Child-safety software sells kids' IM conversations to market-research companies - rms
http://www.google.com/hostednews/ap/article/ALeqM5i5CjgMEdrwRm3JxeglUykMAHAYmAD9AGNVM00
======
jacquesm
"Software sold under the Sentry and FamilySafe brands can read private chats
conducted through Yahoo, MSN, AOL and other services, and send back data on
what kids are saying about such things as movies, music or video games."

If it can do that it can send back whole conversations as well, but the
software company 'does not record childrens names or addresses' ??

They ought to be made an example of if this is true.

"In June, EchoMetrix unveiled a separate data-mining service called Pulse that
taps into the data gathered by Sentry software to give businesses a glimpse of
youth chatter online. While other services read publicly available teen
chatter, Pulse also can read private chats. It gathers information from
instant messages, blogs, social networking sites, forums and chat rooms."

Heads should really roll over this one, they get you to pay to be able to sell
your kids chat logs. It's absolutely disgusting.

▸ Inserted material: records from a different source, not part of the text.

Issue #452, opened 2022-09-19
Suggestion problem


nemati21:
Hi,
I have an issue with the suggestion when I press enter button to select an item, the previous question was removed from CLI. 
I don't know if it's a bug or my mistake.
Please help me.

nhatthm:
I have the same problem, tested by compiling with all the versions back til 2.2.13 which doesn't have the issue. [This is the only PR](https://github.com/AlecAivazis/survey/pull/361) in 2.2.14

nhatthm:
If I remove this line

https://github.com/AlecAivazis/survey/blob/a98a037e3f0b51b8a992bfdd4c50debb70a53553/input.go#L186

The answer is correctly printed after selecting a suggestion.

However, the random answer (without selecting a suggestion) is not, it's printed one line after the prompt. For example

```
? Topic [tab for suggestions] asd
? Topic asd
```

nemati21:
I customized the InputQuestionTemplate and removed "enter to select" from the shown message that the user uses the right arrow to select an item but it isn't a good solution. it must be fixed

nhatthm:
Code

```go
package main

import (
	"fmt"
	"os"
	"strings"

	"github.com/AlecAivazis/survey/v2"
)

func main() {
	var answer string

	suggests := []string{"Amelia", "Ava", "Elijah", "Emma", "Liam", "Mateo", "Noah", "Oliver", "Olivia", "Sophia"}

	err := survey.AskOne(&survey.Input{
		Message: "What is your name?",
		Suggest: func(toComplete string) []string {
			if len(toComplete) == 0 {
				return suggests
			}

			var matches []string

			for _, s := range suggests {
				if strings.Contains(s, toComplete) {
					matches = append(matches, s)
				}
			}

			return matches
		},
	}, &answer)

	if err != nil {
		fmt.Fprintln(os.Stderr, err.Error())
		os.Exit(1)
	}

	// print the answers
	fmt.Printf("Hi %s.\n", answer)
}
```

Env:
- macOS 12.6
- zsh 5.9
- iTerm2 3.4.16

Stable version `2.3.6`

https://user-images.githubusercontent.com/1154587/192954112-80f27f6f-861e-4e89-996b-f00e4a0a3d5b.mov

Last working version `2.2.13`

https://user-images.githubusercontent.com/1154587/192954747-9c09858d-071e-41a3-850a-b23b9a2c3e4e.mov

nemati21:
`package main

import (
[...]

Issue #436, opened 2022-07-18
Terminal consistently flickers when scrolling through paginated list of options


aq17:
**What operating system and terminal are you using?**
MacOS+default terminal, also saw same issue on Windows+PowerShell

**An example that showcases the bug.**
(short clip to fit 10mb limit, but continues as you scroll down the list and paginate)
https://user-images.githubusercontent.com/54565933/179568187-b4d8e098-a23b-4484-b988-ca143dda607a.mov

**What did you expect to see?**
No flickering when scrolling through paginated list

**What did you see instead?**
Flickering when scrolling through paginated list

jquick:
I have this issue also

ekini:
Same behaviour on Linux (Wayland) in "foot" terminal.

mislav:
I also experience this and wanted to find ways to mitigate. This is the redrawing logic: https://github.com/AlecAivazis/survey/blob/e47352f914346a910cc7e1ca9f65a7ac0674449a/renderer.go#L135-L145

Perhaps there is a way to redraw the last N lines in a terminal in a way that doesn't cause flickering. Ideas welcome!

dnkl:
> Perhaps there is a way to redraw the last N lines in a terminal in a way that doesn't cause flickering. Ideas welcome!

There are application synchronized updates: https://gitlab.freedesktop.org/terminal-wg/specifications/-/merge_requests/2

TL;DR application emits one escape at the beginning of a "frame" (update) and another one when done.

Note that there are two variants; the DCS initially suggested in the MR, which was the first one implemented by terminals. Later, it was generally agreed that a "private mode" was better, and the `2026` private mode was added.

Another option is writing the erase commands into a buffer, and doing a single actual terminal write.

Issue #336, opened 2021-02-26
Show multiline's answer in new line


AielloChan:
Now, it looks wired:

![image](https://user-images.githubusercontent.com/7900765/109301804-653cfd00-7873-11eb-81cc-2b36aa7d5e54.png)

How about showing the answer in a new line, just like below:

![image](https://user-images.githubusercontent.com/7900765/109302731-a681dc80-7874-11eb-85f2-457c1e146fff.png)

AielloChan:
And it just needs and a `\n` in the template.

![image](https://user-images.githubusercontent.com/7900765/109304197-dd58f200-7876-11eb-95ee-9257b39b7fe8.png)


https://github.com/AielloChan/survey/commit/44148ffac0f0a13e6031fb046338aff69e01a889

AielloChan:
So, any idea?

AlecAivazis:
Thanks for the ping @AielloChan! It's been hard to wrangle all of the different notifications I get so I appreciate your patience.

At the moment, a change like this would be considered a break in the API. `survey` is used by many large companies who run integration tests and a change like this would inevitably make those fail.

I know its not the answer you or the others want to hear but I dont think we can change this at the moment. I will leave the issue open and tag it for future consideration though!

AielloChan:
> Thanks for the ping @AielloChan! It's been hard to wrangle all of the different notifications I get so I appreciate your patience.
> 
> At the moment, a change like this would be considered a break in the API. `survey` is used by many large companies who run integration tests and a change like this would inevitably make those fail.
> 
> I know its not the answer you or the others want to hear but I dont think we can change this at the moment. I will leave the issue open and tag it for future consideration though!

Okay, this would be the best choice for now. 😄

graugans:
I agree with @AielloChan the current behavior bugged me  as-well. I am just staring with Go so am I far from being one which could provide any implementation advice nor I fully understand how survey is internally working.

Given the templating engine of Go and an extension of [PromptConfig](https://github.com/AlecAivazis/survey/blob/099a96894e7a1941cca62b6a9f1a06dadf8664ae/survey.go#L113) it should be possible to flag this feature. So no integration test on larger companies will break

silvanbrummen:
I'm running into this styling issue myself as well currently. The solution proposed by @graugans seems like a good option to me. What do you think @AlecAivazis?

CastawayEGR:
+1

sheldonhull:
[...]

PR #476, opened 2022-12-04
Clear to end of screen before redrawing prompt

e-zim:
### Summary

This PR adds a `terminal.EraseScreen` function to support the "Erase in Display" ANSI control sequence. This function replaces calls to `terminal.ClearLine` in `resetPrompt` in order to clear previous prompt output entirely and atomically, instead of clearing each line in an iterative manner.

Updating `resetPrompt` to clear to the end of the screen seems to significantly reduce the "flickering" effect noted in #436 since fewer updates to the terminal screen are made between each render.

Additionally, the `MultiLine` prompt was updated as a result of changes to the `resetPrompt` logic. This prompt now preserves leading and trailing spaces in answers and replaces the input template with an answered template after submission. The template was also updated to begin inputs on a newline, which happens to be a request of #336.

#### Before

https://user-images.githubusercontent.com/18134219/205465447-cda292c1-bb7b-4ef3-af26-aa450b00791b.mp4

#### After

https://user-images.githubusercontent.com/18134219/205465499-ed0040e4-80ec-49e8-b0df-9223258a1b10.mp4

### Reviewers

The following steps can be used to inspect these changes:

1. Checkout this branch
2. In a project using `survey` and `survey.Select`, `survey.MultiSelect`, or `survey.MultiLine`, append the following to your `go.mod`, pointing to your local `survey` source:
```
replace github.com/AlecAivazis/survey/v2 v2.3.6 => ../../go-survey/survey
```

3. Run your project and rapidly page through select options in an attempt to reproduce the flickering effect.

### Notes

- Flickering is not entirely removed since there is brief moment between clearing the past prompt and outputting the updated one where the erased screen might be shown. This seems to be a fairly rare occurrence though, only happening a handful of times in my testing. The "synchronized update" suggestion from @dnkl would likely prevent this, but I had some difficulties in implementing this.

- This has not been tested with a Windows terminal, however I presume this escape code is properly handled as "[virtual terminal sequences are recommended](https://learn.microsoft.com/en-us/windows/console/classic-vs-vt#recommendations)" when developing for Windows.
  - These changes are also likely to impact the updates in #474, as both PRs are modifying the logic of `resetPrompt`.

- These changes do not seem to impact the current behavior shown in #452.

### DIFF
--- a/multiline.go
+++ b/multiline.go
@@ -86,12 +86,12 @@ func (i *Multiline) Prompt(config *PromptConfig) (interface{}, error) {
 		multiline = append(multiline, string(line))
 	}
 
+	// remove the trailing newline
+	multiline = multiline[:len(multiline)-1]
 	val := strings.Join(multiline, "\n")
-	val = strings.TrimSpace(val)
 
-	// if the line is empty
+	// use the default value if the line is empty
 	if len(val) == 0 {
-		// use the default value
 		return i.Default, err
 	}
 
--- a/multiline.go
+++ b/multiline.go
@@ -2,8 +2,6 @@ package survey
 
 import (
 	"strings"
-
-	"github.com/AlecAivazis/survey/v2/terminal"
 )
 
 type Multiline struct {
@@ -28,12 +26,12 @@ var MultilineQuestionTemplate = `
 {{- color .Config.Icons.Question.Format }}{{ .Config.Icons.Question.Text }} {{color "reset"}}
 {{- color "default+hb"}}{{ .Message }} {{color "reset"}}
 {{- if .ShowAnswer}}
-  {{- "\n"}}{{color "cyan"}}{{.Answer}}{{color "reset"}}
-  {{- if .Answer }}{{ "\n" }}{{ end }}
+  {{- if .Answer}}{{"\n"}}{{color "cyan"}}{{.Answer}}{{color "reset"}}{{end}}
 {{- else }}
   {{- if .Default}}{{color "white"}}({{.Default}}) {{color "reset"}}{{end}}
   {{- color "cyan"}}[Enter 2 empty lines to finish]{{color "reset"}}
-{{- end}}`
+{{- end}}
+`
 
 func (i *Multiline) Prompt(config *PromptConfig) (interface{}, error) {
 	// render the template
@@ -70,13 +68,6 @@ func (i *Multiline) Prompt(config *PromptConfig) (interface{}, error) {
 
 		if string(line) == "" {
 			if emptyOnce {
-				numLines := len(multiline) + 2
-				cursor.PreviousLine(numLines)
-				for j := 0; j < numLines; j++ {
-					terminal.EraseLine(i.Stdio().Out, terminal.ERASE_LINE_ALL)
-					cursor.NextLine(1)
-				}
-				cursor.PreviousLine(numLines)
 				break
 			}
 			emptyOnce = true
@@ -85,6 +76,15 @@ func (i *Multiline) Prompt(config *PromptConfig) (interface{}, error) {
 		}
 		multiline = append(multiline, string(line))
 	}
+
+	// position the cursor on last line of input
+	cursorPadding := 3
+
+	// ignore the empty line in an empty answer
+	if len(multiline) == 1 && multiline[0] == "" {
+		cursorPadding = 2
+	}
+	cursor.PreviousLine(cursorPadding)
 
 	// remove the trailing newline
 	multiline = multiline[:len(multiline)-1]
--- a/terminal/cursor.go
+++ b/terminal/cursor.go
@@ -47,18 +47,24 @@ func (c *Cursor) Back(n int) error {
 
 // NextLine moves cursor to beginning of the line n lines down.
 func (c *Cursor) NextLine(n int) error {
-	if err := c.Down(1); err != nil {
+	if err := c.HorizontalAbsolute(0); err != nil {
 		return err
 	}
-	return c.HorizontalAbsolute(0)
+	if n == 0 {
+		return nil
+	}
+	return c.Down(n)
 }
 
 // PreviousLine moves cursor to beginning of the line n lines up.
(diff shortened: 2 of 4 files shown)


terminal/cursor.go
```diff
@@ -47,18 +47,24 @@ func (c *Cursor) Back(n int) error {
 
 // NextLine moves cursor to beginning of the line n lines down.
 func (c *Cursor) NextLine(n int) error {
-	if err := c.Down(1); err != nil {
+	if err := c.HorizontalAbsolute(0); err != nil {
```
mislav, line 50: Why first move horizontal and then try to move between lines?

terminal/cursor.go
```diff
@@ -47,18 +47,24 @@ func (c *Cursor) Back(n int) error {
...
 		return err
 	}
-	return c.HorizontalAbsolute(0)
+	if n == 0 {
+		return nil
+	}
+	return c.Down(n)
```
mislav, line 56: Nice catch that this didn't use to forward the `n` parameter and just moved down 1 line each time 👍

multiline.go
```diff
@@ -86,12 +77,21 @@ func (i *Multiline) Prompt(config *PromptConfig) (interface{}, error) {
...
 	}
 
+	// position the cursor on last line of input
+	cursorPadding := 3
+
+	// ignore the empty line in an empty answer
+	if len(multiline) == 1 && multiline[0] == "" {
+		cursorPadding = 2
+	}
+	cursor.PreviousLine(cursorPadding)
```
mislav, line 87: Let's make this simpler to read at the cost of tiny repetition:
```suggestion
	if len(multiline) == 1 && multiline[0] == "" {
		// ignore the empty line in an empty answer
		cursor.PreviousLine(2)
	} else {
		// position the cursor on last line of input
		cursor.PreviousLine(3)
	}
```
I'm curious about where these constants `2` and `3` come from. From the old code, it looks like the number of lines to clear was calculated by taking the length of `multiline` and adding 2 to that (I guess to account for two blank lines). Now, it either deletes 2 or 3 lines up and not more than that. Is the size of `multiline` taken into account somewhere when redrawing?

terminal/display.go
```diff
@@ -1,9 +1,25 @@
...
 )
+
+const (
+	ERASE_SCREEN_END EraseScreenMode = iota
+	ERASE_SCREEN_START
+	ERASE_SCREEN_ALL
+)
+
+func EraseScreen(out FileWriter, mode EraseScreenMode) error {
+	_, err := fmt.Fprintf(out, "\x1b[%dJ", mode)
```
mislav, line 23: on Windows we can't just assume that printing `\x1b[%dJ` to the terminal will just work. I'm pretty sure that out-of-the-box, that won't work in both cmd.exe and PowerShell.exe terminal, and seeing how Survey right now works in both, we would have to come up with a solution to clear to the end of the terminal that would work in all terminals that Survey currently supports.

mislav (changes requested):
Thanks for the deep dive into this! I love to see improvements around making fewer individual erase operations in favor of just one.

terminal/cursor.go
e-zim: There seems to be weird behavior when going `Down(0)` or `Up(0)`, where the cursor moves down or up `1` instead of remaining on the same line. I'm not sure if this is [expected ANSI behavior](https://en.wikipedia.org/wiki/ANSI_escape_code#CSI_(Control_Sequence_Introducer)_sequences) for `\x1b[0A`, but this change was made to guard against this case.

It might be more appropriate to move this check for `n == 0` to the `Down` and `Up` functions instead? I wasn't sure if this current behavior was relied on by other functions and felt that this change was safer.

terminal/display.go
e-zim: Completely agree! I'd be interested in knowing if a modified version of [this example](https://learn.microsoft.com/en-us/windows/console/clearing-the-screen#example-3) could be used to clear only from the current cursor position to the end of the screen? I have hope that the `FillConsoleOutputCharacter` call is buffered and would fill the remaining screen with blanks in a single action, which should mean that option flickering is removed from select prompts on Windows, but I am unfamiliar with these calls and am open to any suggestions!

terminal/display_windows.go
```diff
@@ -29,3 +29,22 @@ func EraseLine(out FileWriter, mode EraseLineMode) error {
...
+	if _, _, err := procGetConsoleScreenBufferInfo.Call(uintptr(handle), uintptr(unsafe.Pointer(&csbi))); normalizeError(err) != nil {
+		return err
+	}
+
+	var w uint32
+	cursor := csbi.cursorPosition
+
+	lineCount := csbi.window.bottom - csbi.cursorPosition.Y
+	termWidth := csbi.size.X
+	screenSize := lineCount * termWidth
```
e-zim, line 46: The Windows version of this `EraseScreen` function clears the lines from the cursor (at [the beginning of the prompt](https://github.com/e-zim/survey/blob/d29d6fa9a7a31b354b33c29b6128b504fd3c6af6/renderer.go#L135)) to the end of the displayed window (which is the end of the outputted prompt). For reference, [the `consoleScreenBufferInfo` structure](https://learn.microsoft.com/en-us/windows/console/console-screen-buffer-info-str) contains terminal dimensions and coordinates of the window and cursor.

This seems to match the behavior of the POSIX `EraseScreen` for resetting the prompt, but doesn't account for the `EraseScreenMode`. Not sure if supporting the other modes (clearing to the beginning of the screen and the entire screen) is necessary for how this function is being used, but I'd be in favor of forgoing them to keep this implementation more simple. Definitely open to thoughts here!

e-zim (commented):
Added support for Windows terminals and tested in both cmd.exe and Powershell!

Unfortunately, it seems that there's still the occasional flickering effect with this redraw logic, but it doesn't seem to be any better or worse than currently. Just a different way of achieving the same effect. This might be more pronounced on my older machine though!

Parents installing such software should take note that it is better to invest
in educating your kids than it is to invest in software to police your kids.

If your children are old enough to be online unsupervised then you have to
educate them to the point where they are capable of dealing with that
responsibility without you or a digital sentry looking over their shoulder all
the time.

It's all about trust.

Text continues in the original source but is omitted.